## Requirement
Show every line from the data below that includes "knows".

## Exercise inputs
PR #3055, opened 2025-04-15
[6.2][SwiftParser] Implement `nonisolated(nonsending)` specifier

xedin:
- Explanation:

  This is part of SE-0461 proposal where `nonisolated` has to be
  marked as `nonsending` in type context to indicate that the
  function type it's attached to is caller isolated.
 
- Main Branch PR: https://github.com/swiftlang/swift-syntax/pull/3047

- Risk: Low (The only risk here is related to `nonisolated` keyword expansion to accept `nonsending` modifier, this could cause a source break if there exists a function which such a name an an argument with name `nonsending`, which seems like a very low probability).

- Reviewed By: @hamishknight @ahoppen @bnbarham 

- Testing: Added new tests to the test suite.


xedin:
https://github.com/swiftlang/swift/pull/80807
@swift-ci please test

bnbarham (approved):

PR #3059, opened 2025-04-17
Add a new API DiagnosticsFormatter.formattedMessage(_:) for messages without source location info

DougGregor:
Some tools want to use the diagnostics formatter to produce diagnostics that don't relate to source code, or for which the source code isn't available. This API allows them to do so while maintaining consistent presentation. The first client is the compiler itself, when it doesn't have a source location for a specific diagnostic.

### DIFF
--- a/Tests/SwiftDiagnosticsTest/DiagnosticFormatterTests.swift
+++ b/Tests/SwiftDiagnosticsTest/DiagnosticFormatterTests.swift
@@ -1,0 +1,31 @@
+//===----------------------------------------------------------------------===//
+//
+// This source file is part of the Swift.org open source project
+//
+// Copyright (c) 2014 - 2025 Apple Inc. and the Swift project authors
+// Licensed under Apache License v2.0 with Runtime Library Exception
+//
+// See https://swift.org/LICENSE.txt for license information
+// See https://swift.org/CONTRIBUTORS.txt for the list of Swift project authors
+//
+//===----------------------------------------------------------------------===//
+
+import SwiftDiagnostics
+import XCTest
+
+final class DiagnosticFormatterTests: XCTestCase {
+  func testFormattedMessage() {
+    let message = SimpleDiagnosticMessage(
+      message: "something went wrong",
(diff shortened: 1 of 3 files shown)


DougGregor:
@swift-ci please test

DougGregor:
@swift-ci please test macOS

DougGregor:
@swift-ci please test macOS

Tests/SwiftDiagnosticsTest/DiagnosticFormatterTests.swift
```diff
@@ -0,0 +1,31 @@
...
+      diagnosticID: MessageID(domain: "swift-syntax", id: "testing"),
+      severity: .error,
+      category: DiagnosticCategory(
+        name: "Testing",
+        documentationURL: "http://example.com"
+      )
+    )
+
+    let formattedText = DiagnosticsFormatter().formattedMessage(message)
+    XCTAssertEqual(formattedText, "error: something went wrong [#Testing]")
```
ahoppen, line 29: Is the idea that the caller of this function will be responsible for emitting the link between `[#Testing]` and `http://example.com`?

ahoppen (approved):

Tests/SwiftDiagnosticsTest/DiagnosticFormatterTests.swift
DougGregor: If your terminal supports it, that `[#Testing]` will be a hyperlink. There's also existing API for emitting the footnote style for a set of categoryies on DiagnosticsFormatter:

```swift
public func categoryFootnotes(
    _ categories: some Sequence<DiagnosticCategory>,
    leadingText: String = "\n"
  ) -> String
```

because you don't want to emit the footnotes after every diagnostic, you want to do it once at the end.

ahoppen: Oh, great. I didn’t realize that we had an API for the footnotes. 👍🏽

DougGregor:
@swift-ci please test macOS

PR #3061, opened 2025-04-19
Fix CaseDetectionMacro to handle multiple elements and improve casing

Stof83:
This patch fixes a bug in CaseDetectionMacro where only the first case element was considered. It now handles multiple case elements and uses proper PascalCase formatting for isX computed properties.

### DIFF
--- a/Examples/Sources/MacroExamples/Implementation/Member/CaseDetectionMacro.swift
+++ b/Examples/Sources/MacroExamples/Implementation/Member/CaseDetectionMacro.swift
@@ -22,16 +22,14 @@ public enum CaseDetectionMacro: MemberMacro {
   ) throws -> [DeclSyntax] {
     declaration.memberBlock.members
       .compactMap { $0.decl.as(EnumCaseDeclSyntax.self) }
-      .map { $0.elements.first!.name }
-      .map { ($0, $0.initialUppercased) }
-      .map { original, uppercased in
+      .map { $0.elements }
+      .flatMap { $0 }
+      .map { $0.name }
+      .map { ($0, $0.pascalcased) }
+      .map { original, pascalcased in
         """
-        var is\(raw: uppercased): Bool {
-          if case .\(raw: original) = self {
-            return true
-          }
-
-          return false
+        var is\(raw: pascalcased): Bool {
+            self == .\(raw: original)
         }
         """
       }
@@ -39,12 +37,13 @@ public enum CaseDetectionMacro: MemberMacro {
 }
 
 extension TokenSyntax {
-  fileprivate var initialUppercased: String {
-    let name = self.text
-    guard let initial = name.first else {
-      return name
+    fileprivate var pascalcased: String {
+        self.text
+            .replacingOccurrences(of: "_", with: " ")
+            .replacingOccurrences(of: "(?<=.)([A-Z])", with: " $1", options: .regularExpression)
+            .lowercased()
+            .split(separator: " ")
+            .map { $0.capitalized }
+            .joined()
     }
-
-    return "\(initial.uppercased())\(name.dropFirst())"
-  }
 }


Examples/Sources/MacroExamples/Implementation/Member/CaseDetectionMacro.swift
```diff
@@ -22,29 +22,28 @@ public enum CaseDetectionMacro: MemberMacro {
...
       }
   }
 }
 
 extension TokenSyntax {
-  fileprivate var initialUppercased: String {
-    let name = self.text
-    guard let initial = name.first else {
-      return name
+    fileprivate var pascalcased: String {
```
ahoppen, line 40: It looks like *pascal case* always starts with an uppercase letter. Also, from my experience, the term *camel case* is more common, so I would call this property `asCamelCase`.

Examples/Sources/MacroExamples/Implementation/Member/CaseDetectionMacro.swift
```diff
@@ -22,29 +22,28 @@ public enum CaseDetectionMacro: MemberMacro {
   ) throws -> [DeclSyntax] {
     declaration.memberBlock.members
       .compactMap { $0.decl.as(EnumCaseDeclSyntax.self) }
-      .map { $0.elements.first!.name }
-      .map { ($0, $0.initialUppercased) }
-      .map { original, uppercased in
+      .map { $0.elements }
+      .flatMap { $0 }
```
ahoppen, line 26: Can this just be the following?

```suggestion
      .flatMap { $0.elements }
```

Examples/Sources/MacroExamples/Implementation/Member/CaseDetectionMacro.swift
```diff
@@ -22,29 +22,28 @@ public enum CaseDetectionMacro: MemberMacro {
...
-        var is\(raw: uppercased): Bool {
-          if case .\(raw: original) = self {
-            return true
-          }
-
-          return false
+        var is\(raw: pascalcased): Bool {
+            self == .\(raw: original)
         }
         """
```
ahoppen, line 34: Would it be easier to just unify these three `map` calls into one? Also, I think we were using `if case` instead of `==` here so that this also works for enums with associated values.

```swift
.map { 
  """
  var is\(raw: $0.name.asCamelCase): Bool {
    if case .\(raw: $0.name) = self {
      return true
    }
    return false
  }
  """
}
```

Examples/Sources/MacroExamples/Implementation/Member/CaseDetectionMacro.swift
```diff
@@ -22,29 +22,28 @@ public enum CaseDetectionMacro: MemberMacro {
...
-  fileprivate var initialUppercased: String {
-    let name = self.text
-    guard let initial = name.first else {
-      return name
+    fileprivate var pascalcased: String {
+        self.text
+            .replacingOccurrences(of: "_", with: " ")
+            .replacingOccurrences(of: "(?<=.)([A-Z])", with: " $1", options: .regularExpression)
+            .lowercased()
+            .split(separator: " ")
```
ahoppen, line 45: Do we need to insert space as the separator character here? Couldn’t we use `split(whereSeparator:)` instead? Something like

```suggestion
            .split { $0 == "_" || $0.isUppercase }
            .map { $0.lowercased().capitalized }
```

ahoppen (commented):
Thanks for the improvement. I have left a couple suggestion inline.

Examples/Sources/MacroExamples/Implementation/Member/CaseDetectionMacro.swift
Stof83: Thanks for the feedback!

You're right that naming consistency matters, and camelCase is indeed a commonly used term. However, in this context, I believe PascalCase is actually the more accurate naming.

The transformation here turns identifiers like en_route, EN_ROUTE, or even enRoute into EnRoute—that is, with each word capitalized and no underscores. This matches the definition of PascalCase, where each word starts with an uppercase letter (including the first), as opposed to camelCase, which typically starts with a lowercase first word (e.g., enRoute).

For example:
```
en_route → EnRoute → isEnRoute
EN_ROUTE → EnRoute → isEnRoute
on_duty → OnDuty → isOnDuty
```
So naming it pascalcased better reflects what the transformation is actually doing.

Examples/Sources/MacroExamples/Implementation/Member/CaseDetectionMacro.swift
Stof83: Thanks for the suggestion! I think we could simplify this a bit further and make it more reliable for cases like enRoute or EN_ROUTE by using a regex to normalize everything into a consistent underscore-separated format first. That way, we avoid dealing with space insertion or manual splitting logic.

What do you think about something like this instead?

```
.replacingOccurrences(of: "([a-z])([A-Z])", with: "$1_$2", options: .regularExpression)
.split(separator: "_")
.map { $0.lowercased().capitalized }
```

This converts enRoute to EnRoute, EN_ROUTE to EnRoute, en_route to EnRoute, etc., without needing to match on uppercase characters manually or insert spaces. Let me know what you think!

Examples/Sources/MacroExamples/Implementation/Member/CaseDetectionMacro.swift
Stof83: Good point. Happy to update the name accordingly. Thanks!

Examples/Sources/MacroExamples/Implementation/Member/CaseDetectionMacro.swift
ahoppen: Actually thinking about this again, I would argue to stick with the old `initialUppercased` approach because cases that adhere to Swift’s standard naming conventions would be lowercase camel case anyway, so none of this matters. For anything else, `initialUppercased` still produces understandable results and doesn’t break cases like `v5_2`, which might be named like this to indicate a version `5.2`. Anything but `initialUppercased` would require us to implement a fully-fledged snake_case to camelCase conversion function with all the pitfalls and edge cases these come with and doing so would require quite a bit of thought that’s unrelated to the purpose of this example.

PR #3062, opened 2025-04-21
[SwiftParser] Parse @abi attribute arguments even without feature flag

rintaro:
When the parser see `@abi` attribute without the language feature enabled, not parsing the interior causes catastrophic breakage in the tree. To avoid that, parse the argument decl is parsed, but instead of generating `ABIAttributeArgumentsSyntax`, store it as a `UnexpectedNodesSyntax` after the left-paren.

### DIFF
--- a/Tests/SwiftParserTest/AttributeTests.swift
+++ b/Tests/SwiftParserTest/AttributeTests.swift
@@ -1283,6 +1283,49 @@ final class AttributeTests: ParserTestCase {
     )
   }
 
+  func testABIAttributeWithoutFeature() throws {
+    assertParse(
+      """
+      @abi(1️⃣func fn() -> Int2️⃣)
+      func fn1() -> Int { }
+      """,
+      substructure: FunctionDeclSyntax(
+        attributes: [
+          .attribute(
+            AttributeSyntax(
+              attributeName: TypeSyntax("abi"),
+              leftParen: .leftParenToken(),
+              [Syntax(try FunctionDeclSyntax("func fn() -> Int"))],
+              arguments: .argumentList([]),
+              rightParen: .rightParenToken()
+            )
+          )
+        ],
+        name: "fn1",
+        signature: FunctionSignatureSyntax(
+          parameterClause: FunctionParameterClauseSyntax {},
+          returnClause: ReturnClauseSyntax(type: TypeSyntax("Int"))
+        )
+      ) {},
+      diagnostics: [
+        DiagnosticSpec(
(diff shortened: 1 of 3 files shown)


rintaro:
@swift-ci Please test

xedin:
@rintaro I think if the feature is not enabled the whole attribute is not supported, is it possible to move UnexpectedNodesSyntax up to cover not just argument but the attribute node itself?

xedin:
I think the new diagnostic should be about `@abi` attribute itself instead of its argument...

rintaro:
Is there a specific reason that made you suggest that?

xedin:
I was just looking at the diagnostics you added and they don't seem super useful, it feels like we should either accept the presence of the attribute and validate it fully or skip it all together if the feature is not enabled. That's something we do in TypeCheckAttr by diagnosing the attribute and marking it as invalid when the feature is not there...

beccadax:
I'll have to tweak a `#if` in one of the macro tests in #79937, but once I do that, this fix should work fine.

Tests/SwiftParserTest/AttributeTests.swift
```diff
@@ -1283,6 +1283,49 @@ final class AttributeTests: ParserTestCase {
...
+      @abi(1️⃣func fn() -> Int2️⃣)
+      func fn1() -> Int { }
+      """,
+      substructure: FunctionDeclSyntax(
+        attributes: [
+          .attribute(
+            AttributeSyntax(
+              attributeName: TypeSyntax("abi"),
+              leftParen: .leftParenToken(),
+              [Syntax(try! FunctionDeclSyntax("func fn() -> Int"))],
```
ahoppen, line 1298: Could make the test function `throws` and then avoid the `try!` here.
 
```suggestion
              [Syntax(try FunctionDeclSyntax("func fn() -> Int"))],
```

ahoppen (commented):
I want to note that this is technically source breaking in case somebody has a custom attribute defined as `@abi`, eg. the following was correctly parsable using the new parser before this PR and now no longer is. But we broke this kind of code in the C++ parser already, so I don’t think it’s a big deal.

```swift
@globalActor
actor abi {
    static let shared: abi = abi()
}

@abi struct Foo {}
```

ahoppen (approved):

rintaro:
@swift-ci Please test

rintaro:
@swift-ci Please test

rintaro:
@swift-ci Please test Windows

PR #3068, opened 2025-04-30
[SwiftLexicalLookup] Unqualified lookup caching

MAJKFL:
This PR introduces optional caching support to `SwiftLexicalLookup`. In order to use it, clients can pass an instance of `LookupCache` as a parameter to the lookup function. 

`LookupCache` keeps track of cache member hits. In order to prevent the cache from taking too much memory, clients can call the `LookupCache.evictEntriesWithoutHit` function to remove members without a hit and reset the hit property for the remaining members. Calling this function every time after lookup effectively maintains one path from a leaf to the root of the scope tree in cache.

Clients can also optionally set the `drop` value:
```swift
/// Creates a new unqualified lookup cache.
/// `drop` parameter specifies how many eviction calls will be
/// ignored before evicting not-hit members of the cache.
///
/// Example cache eviction sequences (s - skip, e - evict):
/// - `drop = 0` - `e -> e -> e -> e -> e -> ...`
/// - `drop = 1` - `s -> e -> s -> s -> e -> ...`
/// - `drop = 3` - `s -> s -> s -> e -> s -> ...`
///
/// - Note: `drop = 0` effectively maintains exactly one path of cached results to
/// the root in the cache (assuming we evict cache members after each lookup in a sequence of lookups).
/// Higher the `drop` value, more such paths can potentially be stored in the cache at any given moment.
/// Because of that, a higher `drop` value also translates to a higher number of cache-hits,
/// but it might not directly translate to better performance. Because of a larger memory footprint,
/// memory accesses could take longer, slowing down the eviction process. That's why the `drop` value
/// could be fine-tuned to maximize the performance given file size,
/// number of lookups, and amount of available memory.
public init(drop: Int = 0) {
  self.dropMod = drop + 1
}
```


MAJKFL:
@swift-ci Please test 
https://github.com/swiftlang/swift/pull/81209

MAJKFL:
https://github.com/swiftlang/swift/pull/81209

@swift-ci Please test

ahoppen (commented):
Without diving too deeply into the details: I am a little concerned about the cache eviction behavior and the fact that you need to manually call `evictEntriesWithoutHit` (which incidentally doesn’t seem to be called in this PR or https://github.com/swiftlang/swift/pull/81209) and I think it’s easy for clients to forget to call it. Does this more complex cache eviction policy provide significant benefits over a simple LRU cache that keeps, say 100, cache entries? We could share the `LRUCache` type that we currently have in `SwiftCompilerPluginMessageHandling` for that. Curious to hear your opinion.

ahoppen:
Would it be possible to use an LRU cache and provide an eviction method that can be called to clean up the cache as we know that some parts of it are no longer relevant (what you described in the sketch above). That way we would get reasonable out-of-the-box behavior and don’t have an ever-growing cache but also have the ability to keep the cache size low in cases where the client (here the compiler) cares about it and knows the access patterns.

MAJKFL:
> That way we would get reasonable out-of-the-box behavior and don’t have an ever-growing cache but also have the ability to keep the cache size low in cases where the client (here the compiler) cares about it and knows the access patterns.

Ah yes, that’s a very good idea to have an upper bound for the size of the cache. I haven’t thought about it. I’ll try to look into how to extend `LRUCache` from `SwiftCompilerPluginMessageHandling` with the cleanup algorithm then. Should we hoist `LRUCache` to some other, shared place, or should it remain in `SwiftCompilerPluginMessageHandling`?

MAJKFL:
https://github.com/swiftlang/swift/pull/81209https://github.com/swiftlang/swift/pull/81209

@swift-ci Please test

MAJKFL:
https://github.com/swiftlang/swift/pull/81209

@swift-ci Please test Windows Platform

Sources/SwiftLexicalLookup/LookupCache.swift
```diff
@@ -0,0 +1,105 @@
...
+  ///
+  /// - Note: `drop = 0` effectively maintains exactly one path of cached results to
+  /// the root in the cache (assuming we evict cache members after each lookup in a sequence of lookups).
+  /// Higher the `drop` value, more such paths can potentially be stored in the cache at any given moment.
+  /// Because of that, a higher `drop` value also translates to a higher number of cache-hits,
+  /// but it might not directly translate to better performance. Because of a larger memory footprint,
+  /// memory accesses could take longer, slowing down the eviction process. That's why the `drop` value
+  /// could be fine-tuned to maximize the performance given file size,
+  /// number of lookups, and amount of available memory.
+  public init(capacity: Int, drop: Int = 0) {
```
ahoppen: Just an idea: Would it make sense to move the `drop` parameter to `evictEntriesWithoutHit`. That way clients don’t have to think about the dropping cache eviction policy unless they start calling `evictEntriesWithoutHit`. It would also open up the option to vary the size of the cache dynamically depending on the shape of the code that we’re in (not sure if that’s useful or not). It would also remove the need for `bypassDropCounter` in that function because you could pass `drop: 0` there, I think.

Sources/SwiftLexicalLookup/LookupCache.swift
```diff
@@ -0,0 +1,105 @@
...
+    self.ancestorResultsCache = LRUCache(capacity: (capacity + 1) / 2)
+    self.sequentialResultsCache = LRUCache(capacity: capacity / 2)
+    self.dropMod = drop + 1
+  }
+
+  /// Get cached ancestor results for the given `id`.
+  /// `nil` if there's no cache entry for the given `id`.
+  /// Adds `id` and ids of all ancestors to the cache `hits`.
+  func getCachedAncestorResults(id: SyntaxIdentifier) -> [LookupResult]? {
+    guard let results = ancestorResultsCache[id] else { return nil }
```
ahoppen, line 49: If the user doesn’t call `evictEntriesWithoutHit`, `hits` will keep on growing indefinitely. Should we clear up `hits` periodically for elements that are no longer in the cache? Eg. as a kind of garbage collection if `hits.count > capacity * 2`. Or should we only keep track of `hits` if the user opts into it inside the initializer?

Sources/SwiftLexicalLookup/LookupCache.swift
```diff
@@ -0,0 +1,105 @@
...
+  public func evictEntriesWithoutHit(bypassDropCounter: Bool = false) {
+    if !bypassDropCounter {
+      evictionCount = (evictionCount + 1) % dropMod
+      guard evictionCount != 0 else { return }
+    }
+
+    for key in ancestorResultsCache.keysInCache.union(sequentialResultsCache.keysInCache).subtracting(hits) {
+      ancestorResultsCache[key] = nil
+      sequentialResultsCache[key] = nil
+    }
```
ahoppen: Not sure how performance sensitive this is or how expensive the `Set` operations are but I would imagine it would be more performant if we just did the following because it requires no set modifications.

```swift
    for key in ancestorResultsCache where !hits.contains(key) {
      ancestorResultsCache[key] = nil
    }
    for key in sequentialResultsCache where !hits.contains(key) {
      sequentialResultsCache[key] = nil
    }
```

Sources/SwiftLexicalLookup/Scopes/ScopeImplementations.swift
```diff
@@ -698,7 +735,8 @@ import SwiftSyntax
   public func lookup(
     _ identifier: Identifier?,
     at lookUpPosition: AbsolutePosition,
-    with config: LookupConfig
+    with config: LookupConfig,
+    cache: LookupCache?
```
ahoppen, line 741: Should we default `cache` to `nil` to avoid API breakage?

Sources/SwiftLexicalLookup/Scopes/ScopeImplementations.swift
```diff
@@ -942,10 +991,12 @@ extension SubscriptDeclSyntax: WithGenericParametersScopeSyntax, CanInterleaveRe
         in: (isMember ? [.implicit(.self(DeclSyntax(self)))] : LookupName.getNames(from: self)),
         identifier,
         at: lookUpPosition,
-        with: config
+        with: config,
+        cache: cache
       )
     } else {
-      return lookupInParent(identifier, at: lookUpPosition, with: config)
+      // We're not using `lookupParent` to not cache the results here.
```
ahoppen: Why don’t we want to cache the results here? Same for the other places that have

```
We're not using `lookupParent` to not cache the results here.
```

I think adding the *why* as a comment would be helpful for future reference.

Sources/SwiftSyntax/LRUCache.swift
```diff
@@ -33,12 +32,14 @@ public class LRUCache<Key: Hashable, Value> {
   private unowned var tail: _Node?
 
   public let capacity: Int
+  public private(set) var keysInCache: Set<Key>
```
ahoppen: Should all the `public` members be marked as `package` if `LRUCache` is `package` now? Also, thanks for introducing the ability to use `package` in swift-syntax 🙏🏽

Sources/SwiftSyntax/LRUCache.swift
ahoppen, line 1: @rintaro Could you check if you have any concerns for the changes in LRUCache?

Tests/SwiftCompilerPluginTest/LRUCacheTests.swift
```diff
@@ -11,6 +11,7 @@
 //===----------------------------------------------------------------------===//
 
 @_spi(Testing) import SwiftCompilerPluginMessageHandling
+import SwiftSyntax
```
ahoppen, line 13: If `LRUCache` is in SwiftSyntax`, I think we should also move the tests to SwiftSyntax.

Sources/SwiftLexicalLookup/Scopes/ScopeSyntax.swift
```diff
@@ -42,9 +47,60 @@ extension SyntaxProtocol {
   /// due to the ordering rules within the function body.
   public func lookup(
     _ identifier: Identifier?,
-    with config: LookupConfig = LookupConfig()
+    with config: LookupConfig = LookupConfig(),
+    cache: LookupCache? = nil
   ) -> [LookupResult] {
-    scope?.lookup(identifier, at: self.position, with: config) ?? []
+    if let cache, let identifier {
```
ahoppen: Just an idea: Could we avoid one nesting level by making this

```swift
guard let cache, let identifier else {
  return scope?.lookup(identifier, at: self.position, with: config, cache: cache) ?? []
}
```

ahoppen: Does this mean that we don’t use the cache if you run `lookup` without an `identifier`. Shouldn’t we be able to return the results from the cache in that case without filtering?

ahoppen (commented):
Thanks for addressing my review comments. I just had a chance to look at the PR again and left a few comments inline.

Sources/SwiftLexicalLookup/LookupCache.swift
rintaro: If this Alex suggestion is fine `LRUCache.keysInCache` is not needed.

Sources/SwiftSyntax/LRUCache.swift
rintaro: As Alex suggests, I'm not sure this addition is needed.

But even if we want this API, I don't think this `Set` storage is necessary. This is essentially `table.keys` except `Dictionary.Keys` is not a `Set`. I think something like this should be fine.
```swift
package var keys: some Collection<Key> {
  table.keys
}
```
The caller can create a `Set` from this.

Sources/SwiftSyntax/LRUCache.swift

## Output of the exercise
Would it be possible to use an LRU cache and provide an eviction method that can be called to clean up the cache as we know that some parts of it are no longer relevant (what you described in the sketch above). That way we would get reasonable out-of-the-box behavior and don’t have an ever-growing cache but also have the ability to keep the cache size low in cases where the client (here the compiler) cares about it and knows the access patterns.
> That way we would get reasonable out-of-the-box behavior and don’t have an ever-growing cache but also have the ability to keep the cache size low in cases where the client (here the compiler) cares about it and knows the access patterns.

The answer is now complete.